Addressing and resolving this paradox and problem is significant because of the social and economic importance of Design and Science to human development.
Exploring the Design-Science paradox with Klein
Klein and others have described how logical reasoning is dependent on other factors (see, for example, Klein, 1996, pp. 101-106; Rosen, 1980). Klein drew attention to the paradoxical way that 'logical rigour, which frames the scientific structure, should cease to function at the moment of its construction' (p. 105).
Klein described the epistemological origins of 'paradox' as the combination of para meaning adjacent, out of phase, difference, or singularity, and doxa meaning opinions regarded as self-evident and natural in a given society or situation. That is, a paradox is something that conflicts with those things 'taken for granted', 'beyond question', or 'common sense'. He identified several common forms of paradox:
- Those involving self-referentiality in which a system refers to itself in ways that lead to a logical dead-end, e.g. 'it is forbidden to forbid'.
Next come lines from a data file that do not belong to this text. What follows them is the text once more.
Issue #104, opened 2022-10-07
remove in tree module as a pre-requisite.


mregmi:
Hello, Is there a way to tell the KMMO to remove a certain kernel module before we load ours? In a OOT driver we are currently working on, we need to remove the in tree driver before we load ours. Thanks
To elaborate, in order to insert our OOT graphics driver, we first need to remove in tree drm driver or else the insert will fail. if there no current functionality to do this before insert, a way to run a pre-requisite commands/scripts would be a good idea.

qbarrand:
Would an [InitContainer](https://kubernetes.io/docs/concepts/workloads/pods/init-containers/) that runs `modprobe -r <list of modules to unload>` be a good solution to this?

mregmi:
InitContainer for kmmo? we can give it a try. Thanks.

qbarrand:
I mean than KMM would generate a module loader DaemonSet that contains such an init container. That means that we would not be able to load the in-tree module again after we unload the OOT one, but at least that would fit your use case.

uMartinXu:
@qbarrand I can't understand the benefits to do it in init-container.  It is for security concern. And you want restrict user to do any operation they want in KMMO like SRO? If so, user also can do what ever they want to do in init-container also can bring the risk.

Before we talking about the security, we need to start from the user/role of the KMMO.  Please correct me. @qbarrand 
1. Cluster-administrators the user who make use of KMMO Module CR to manage drivers in the cluster. As the Cluster-administrators, they should be trusted in some degree. But we can't fully trust him, because they also can make some mistake by accident to impair the cluster. So we need to design KMMO to reduce the chance for the administrators to make this kind of mistake. Actually SeLinux and Linux Smack technology can be used to achieve it.
2. Driver developers/distributors: who develop, package and distribute the driver code and driver container images. Normally they are not in charge of manage the Moule CR in a specific cluster. Their code and packaged binary should be fully trust. Since the driver will be insmod into kernel, and in theory the code can do everything in the kernel. And they have the full knowledge how to build the driver, how to inmod and configure the driver, and also know how sanity check the driver.

So if we agree on these two roles, then, I think it should be Driver developers to provide the process which can be some program or script (static linked binary is preferred). And the program can be packaged into the driver container image for KMMO to insmod and configure the driver. Since this program is from driver developers/distributors, and can be fully trusted. And should not has the security vulnerability.

uMartinXu:
@qbarrand any comments? :)

[...]

PR #354, opened 2023-03-26
In-tree kernel module replacement

yevgeny-shnaidman:
This PR implements in-tree kernel module replacement per user request:
1) Add a boolean flag to KernelMapping and to Container definition
   In case KernelMapping's field is defined, it takes precedence over
   Container field
2) In case the boolean flag is defined, the PostStart command will now
   first try to remove in-tree kernel module, and only after that will try
   to insert the kernel module stored in the container image
3) unit-test


ybettan:
Last time we talked about it I remember we said we need to check if it is possible to load the in-tree driver back once the module is removed. Do we have more knowledge about it?

yevgeny-shnaidman:
> Last time we talked about it I remember we said we need to check if it is possible to load the in-tree driver back once the module is removed. Do we have more knowledge about it?

This is a very problematic thing to do: we don't know exactly where the in-tree kernel module is stored ( it can be under /lib/modules, but it can also be under a different path). We don't know if there is a modporbe.conf file  for the in-tree kernel module, and it may conflict with the modprobe.conf stored in the containerImage. All in all, it seems like a lot of work, a lot of new definitions, for very-very small benifit, which we aren't even sure if the customer wants

ybettan:
Fixes https://github.com/kubernetes-sigs/kernel-module-management/issues/104.

ybettan:
What happens if the in-tree module we would like to remove have a different name than the one we are inserting?

yevgeny-shnaidman:
> What happens if the in-tree module we would like to remove have a different name than the one we are inserting?

We don't support that option. The main goal of this issue is to allow user to replace the version of an existing driver. The in-tree is usually 2-3 years behind the current driver, so customers just want to replace to a newer version, which means the same driver. We may get back to this option once there is a request for that, but we have not seen such a request yet

ybettan:
SGTM.
I am OK to merge if @qbarrand is.

qbarrand:
What is the downside of making that property a string instead? We would address the use case of different names for free.

yevgeny-shnaidman:
> What is the downside of making that property a string instead? We would address the use case of different names for free.

I don't think we want to support the unloading of different names. 2 reason:
1) we have never seen a user-case for that
2) this option will allow one module to unload the kernel modules of another module (either intentionally or by mistake). It will be a hell to debug. 
I don't think we should go that way, unless we see a number of use-cases for that.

- Logical paradoxes such as Godel's 'undecidability' theorem in which arithmetic must logically contain at least one undecidable proposition, which in turn makes the whole of the arithmetic system undecidable.
- Antinomies in which two lines of analysis from the same origin lead to opposite conclusions.
- Simple paradoxes that expose flaws in reasoning (Klein gives the example of a small boy who argues 'I am very glad I don't like spinach because if I did I would eat lots of it, which would be a problem because I can't stand spinach')
- Paradoxes drawing on the concepts of infinity and zero, such as Zeno's 'hare and tortoise' puzzle.
- Paradoxes in which the conclusion contradicts 'common sense'.
The Design-Science paradox contains elements of several of these common paradox forms.
Klein suggested that all paradoxes could be characterised as combinations of three idealised types:
1. Paradoxes that indicate discord between concurrent theories, or theory and experiment.
2. Paradoxes in which the conclusion contradicts common sense.
3. Paradoxes that result from a contradiction or internal inconsistency in a theory.
Klein argued that addressing, understanding and resolving a significant paradox builds better theory, and moves a discipline onward by revising inadequate concepts, preventing the establishment of dogma, and avoiding cultural fixation (pp. 16, 31-35). Klein (pp. 16-22) concluded that resolving a paradox:
- Rarely incurs in terms of the elements of its proposition (it requires reviewing the situation from an epistemologically different tack)
- Is frequently contrary to the surest subjective intuitions or 'common sense'
- Often demonstrates the inadequacy of familiar constructs
- Frequently forces the revision of earlier well established concepts and theories
Of the above factors, Klein emphasised the problems of 'common sense' arguing it is 'suspect number one in any case of paradox and guilty almost every time'. Klein is strongly critical of 'common sense', because of its limitations as a form of knowledge and the problems it causes in research, theory making and knowledge creation (pp. 37-43). He noted that good theory usually emerges from paradox by contradicting common sense. For design researchers, theory makers and designers, Klein's 'common sense' includes all those concepts, theories and terminology that are taken for granted as the essence and immutable foundations of the field of Design.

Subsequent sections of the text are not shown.